Justin A. Chiarodo and Stephanie M. Harden
Texas Governor Greg Abbott just raised the stakes in the inevitable tide of litigation about President Biden’s COVID-19 vaccine mandates by issuing an Executive Order banning vaccine mandates in Texas. We expect other states to follow suit. This raises important questions for federal contractors, who are working against the clock to ensure compliance with the new vaccine mandate applicable to most federal contracts by December 8, 2021 (see our most recent blog post about the details of the mandate, Government Contractor Vaccine Mandate FAQ: Status of Class Deviations and Accommodations Process).
Do federal vaccine mandates preempt contrary state laws?
As a general matter, yes. Validly issued federal laws and regulations typically “preempt” contrary state laws. The primary exception to this would be if the federal mandates are viewed as exceeding President Biden’s authority. In the case of the mandate for federal contractors, the Executive Branch has broad authority to regulate federal contracts—authority it typically exercises via FAR clauses and Executive Orders. We have seen this authority exercised on hot-button political issues time and time again. If challenged in court, we expect the vaccine mandate for federal contractors to be upheld, given the Executive Branch’s broad authority in dealing with federal contractors.
What should contractors with operations in states that ban vaccine mandates do?
If and when your contracting officer reaches out regarding the vaccine mandate, we recommend beginning a dialogue about the mandate ban in your state and its impact on your operations. The purpose here is three-fold:
- First, in the case of contracts to which the mandate does not squarely apply (e.g., existing contracts for manufactured products), the mandate ban—and the ensuing costs of litigation and potential business disruptions over the ban—may provide sufficient leverage to persuade the agency not to impose the mandate on your contract at this time.

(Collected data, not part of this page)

PR #7828, opened 2025-07-06
Add termio to terminal CODEOWNERS group

gpanders:
The termio directory contains the implementation of many terminal features that those in the terminal reviewer group may want to be notified about.

---

An example of a terminal related PR that only changed files in the `termio` directory (and thus didn't assign @ghostty-org/terminal): https://github.com/ghostty-org/ghostty/pull/7725

I included the entire `termio` directory. If others in the @ghostty-org/terminal group think this is too broad we can narrow it down.


mitchellh (approved):
It might be too broad but lets start here.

- Second, it is critical to lay the groundwork for a Request for Equitable Adjustment (“REA”) and/or claim in connection with this issue. State enforcement proceedings will be costly, even if the contractor ultimately prevails. Contractors should expressly inform the Contracting Officer that they will be seeking all such costs (including the cost of any judgment against them) via an REA. (Whether contractors are likely to prevail on such an REA/claim is a topic for another day and will be highly fact specific.)
- Third, a dialogue with the Government will preserve the ability to later argue that the Government Contractor Defense shields the contractor from any liability under state law, if necessary. The Government Contractor Defense is a narrow doctrine that provides for preemption of some state laws where contractors are subject to a conflicting federal requirement. However, pursuant to Boyle v. United Technologies Corp., 487 U.S. 500, 512-13 (1988), the doctrine expressly requires that the contractor warn the Government about the potential liability.
Will I likely be subject to a state enforcement proceeding if I comply with the federal mandate?
Quite possibly. This will, of course, vary state by state, but we certainly expect there may be test cases in which federal contractors are subject to enforcement proceedings by state governments (although it is also possible that states will recognize that contractors have a strong preemption argument).
As reflected above, assuming a company’s business with the federal government is an important piece of its overall operations, the focus for contractors should be on pushing back on the federal mandate where possible, and where that pushback is unsuccessful, on laying the groundwork for cost recovery down the road. As always, we are here to help navigate these challenging issues.